Les mutuelles étudiantes sont de nouveau sur la sellette. Cette fois,
ce sont leurs pratiques commerciales jugées agressives qui sont
dénoncées par l'UFC-Que choisir.
Cet été, une journaliste de la principale association de défense des
consommateurs, Léa Billon, s'est fait recruter par la Smerep, la
première mutuelle étudiante régionale (182 000 affiliés en
Ile-de-France), pour devenir agent commercial et démarcher de nouveaux
adhérents sur les campus, à la rentrée.
Elle raconte, dans un article publié sur le site de l'association
le 25 septembre, ses cinq jours de formation, en compagnie d'une
cinquantaine de jeunes comme elle, et d'initiation à des méthodes
commerciales pour le moins agressives, voire mensongères.
Les mutuelles, organismes privés, sont le passage obligé pour tout
étudiant devant s'affilier à la Sécurité sociale puisqu'elles ont
obtenu, de la Caisse nationale d'assurance maladie (CNAM), une
délégation de service public pour gérer le régime étudiant.
« EXASPÉRER LE CAMP D'EN FACE »
Pour chaque jeune inscrit par son intermédiaire à la « sécu »
– moyennant une cotisation de 213 euros –, la mutuelle perçoit, de la
CNAM, une « remise de gestion » de 52 euros par an, ce qui représente,
au total, un pactole de 95 millions d'euros que se partagent âprement
deux réseaux, La Mutuelle des étudiants (LMDE, administrée par l'UNEF)
et Emevia, qui regroupe dix mutuelles régionales, dont la Smerep.
De plus, jouant de la confusion entre ce rôle public et leur objectif
commercial de société privée, elles en profitent pour faire valoir et
placer leur complémentaire santé, qui est facultative.
Léa Billon a dû passer pas moins de trois entretiens pour se faire
embaucher comme vendeuse, ce qui est beaucoup pour un simple job
étudiant. « On vous teste d'entrée pour savoir jusqu'où vous êtes
prêt à aller, par exemple si vous sauriez imaginer un scénario pour
aller créer un scandale devant le stand de la LMDE concurrente, en
faisant tout pour exaspérer le camp d'en face sans jamais répondre aux
insultes », se souvient-elle.
En cette rentrée 2014, la LMDE est en effet en fâcheuse posture
puisque placée sous administration provisoire suite à des difficultés
financières.
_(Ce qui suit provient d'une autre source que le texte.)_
PR #2378, opened 2019-10-16
Create conda env from file directly

MaxGhenis:
Mirrors https://github.com/PSLmodels/Tax-Cruncher/pull/19, saves a line and might speed up the build a bit


MaxGhenis:
Huh, this is causing a build error below the modified line:
```
python -c "import taxcalc"; coverage run -m pytest -v -m "not requires_pufcsv and not pre_release and not local" --pep8
```
>AttributeError: 'module' object has no attribute 'getfullargspec'
This isn't an important change so I'm closing, but if anyone wants to suggest a fix feel free to comment and I can reopen.

PR #2379, opened 2019-10-31
release 2-6-0

MattHJensen:


MattHJensen:
Something doesn't look right with the Social Security Taxability section in the docs. Investigating.

MattHJensen:
The latest commits account for #2380 which reverted #2372 to clear up the trouble with the user guide.

PR #1698, opened 2026-09-11
Add FastSpring tests

alisa911:
## AI disclaimer

1. Explain the Jenkins `UpdateSubscription` log lines for a FastSpring purchase. Mapped each line to `UpdateSubscription.queryPurchases` / `updateSubscriptionDb`; the FastSpring rows were only skipped there as too recent (15 minutes), nothing was written by the job.
2. Find why the FastSpring subscription became `valid=false` with an empty `kind` although the hook stores `valid=true`. Traced the only writer that leaves `kind` empty to `UserSubscriptionService.revalidateFastSpringSubscription`, which runs on every user request while `checktime` is null; the server log confirmed `has null nextChargeDate` 16 minutes after purchase. The user had canceled the subscription in the FastSpring portal, and the real `GET /subscriptions/{id}` response for a canceled subscription has `active=true`, `state=canceled`, `autoRenew=true` and no `nextChargeDate`, only `next`, `end`, `deactivationDate`. The FastSpring docs do not describe this; the author verified it against the live API.
3. Audit how FastSpring subscriptions are handled on the server and whether unit tests are possible. Published an artifact covering hooks, revalidation, the job, configuration, findings and testability; the internal doc `OsmAnd-Issues/Development/FastSpring.md` was found in branch `250826_1` and checked against the code.
4. Write tests first with the fix reverted, using real API responses as separate JSON files. Added `OsmAndServer/src/test/java/net/osmand/server/fs` (JUnit 4 + Mockito, no Spring context) and anonymized fixtures in `src/test/resources/fs` for `GET /subscriptions` active/canceled/deactivated, `GET /orders` completed/refunded, `order.completed` and `return.created` for a subscription and an in-app. The canceled test failed on the old code as expected; the author ran the tests. Removed the unused `wiremock-standalone` test dependency (2018) whose bundled slf4j 1.7 shadowed slf4j 2 in the test classpath.
5. Apply the fix. `FastSpringSubscription` reads `next`, `deactivationDate`, `state`; `getExpiryTime()` returns `deactivationDate` for canceled/deactivated and `next` otherwise; `isAutoRenewing()` follows `state` because FastSpring keeps `autoRenew=true` after cancel; `toSubscriptionPurchase()` extracted from `UpdateSubscription.processFastSpringSubscription`. `revalidateFastSpringSubscription` keeps a canceled subscription valid until `expiretime` taken from FastSpring. `FastSpringOrder` reads `returns[]`, so a refunded order (which stays `completed=true`) is invalid for in-app validation in `UpdateInAppPurchase`.
6. Check the refund handling against the FastSpring docs and add tests for hook error branches. `revokeSubscriptionsIfDeactivated` matches the documented "Cancel Related Subscriptions" behavior; added tests for duplicate order, unknown user (200, nothing to retry since checkout requires login), unknown SKU (202) and refund of an unrecorded order (202).
7. Review findings: inactive branch left `autorenewing=true` (fixed), `isCanceled()` renamed to `isCanceledOrDeactivated()`, refund of a canceled subscription now also syncs `expiretime`, `json()` moved from a test class into `FsJson`.

No commits were made by the agent; the tests were run by the author. The module was not built in the agent's environment (no access to Maven Central), only `FastSpringHelper` was compiled in isolation. Webhook signature verification and re-checking of `valid=false` rows were noted in the audit but not changed.


alisa911:
https://github.com/osmandapp/OsmAnd-Issues/issues/3311

alisa911:
## Fixed

1. Canceled subscription was invalidated immediately: FastSpring returns `active=true, state=canceled` without `nextChargeDate`; revalidation treated it as dead. Now valid until `deactivationDate`.
2. `autorenewing` stayed `true` after cancel (FastSpring keeps `autoRenew=true`); now derived from `state`.
3. Inactive branch left `autorenewing=true` on a `valid=false` record.
4. Refund of a canceled subscription did not sync `expiretime` from FastSpring.
5. Refunded in-app was valid on job revalidation: order stays `completed=true`, refund is only in `returns[]`, which was not read.
6. `FastSpringPurchase.isValid()` NPE on `completed=null`.
7. Unused `wiremock-standalone` shadowed slf4j 2 in the test classpath.

## Recommendation

Subscribe to `subscription.canceled`, `subscription.deactivated` and `subscription.charge.completed`. Today cancel, deactivation and renewal reach the DB only via revalidation (job: 14 days for an active subscription; server: on the first user request after `expiretime` passes), so `autorenewing`, `expiretime` and `price` lag behind FastSpring for up to two weeks.

alisa911:
https://github.com/osmandapp/OsmAnd-Issues/issues/3334

RZR-UA (approved):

La Smerep n'hésite pas à tirer parti de cette faiblesse.
Cela est même allé jusqu'à des échauffourées, fin juillet, sur le campus
de Nanterre : « Ce sont nos commerciaux qui ont été agressés physiquement par ceux de la LMDE », soutient
Annie Coutarel, directrice générale de la Smerep, qui a tout de même
édité un tract « LMDE en crise » pour raconter par le menu les déboires
de sa rivale.
« CONSIGNE : NE PAS LAISSER LE CHOIX »
Durant la formation intensive, les stagiaires en uniforme – jean et
T-shirt blanc – se livrent à des jeux de rôle où il faut se montrer
offensif en utilisant, comme le raconte Léa Billon, des phrases toujours
affirmatives, comme « il te faut cette complémentaire », évitant soigneusement de proposer une alternative avec des propositions comme « veux-tu souscrire ? ».
« La consigne est de ne pas laisser le choix »,
témoigne-t-elle. Ces apprentis commerciaux sont aussi encouragés à
vendre l'assurance responsabilité civile de la Smerep (27 euros) et
incités à prétendre qu'elle est obligatoire, ce qui n'est pas le cas, la
plupart des jeunes étant déjà couverts par celle de leurs parents ou de
leur logement.
« L'astuce est de vendre le 'pack Smerep' sous le nom d''assurance étudiante' », raconte Léa Billon. Sollicitée, Annie Coutarel dément « l'interprétation négative des faits » par la journaliste et s'interroge sur l'éventualité de porter plainte pour diffamation. « Sur
les 1 000 établissements que compte l'Ile-de-France, nous sommes
présents sur 200, avec l'accord des chefs d'établissements qui sont
vigilants sur les informations que nous diffusons. A Paris-VII Diderot,
par exemple, nous n'avons pas le droit de vendre nos complémentaires », affirme-t-elle.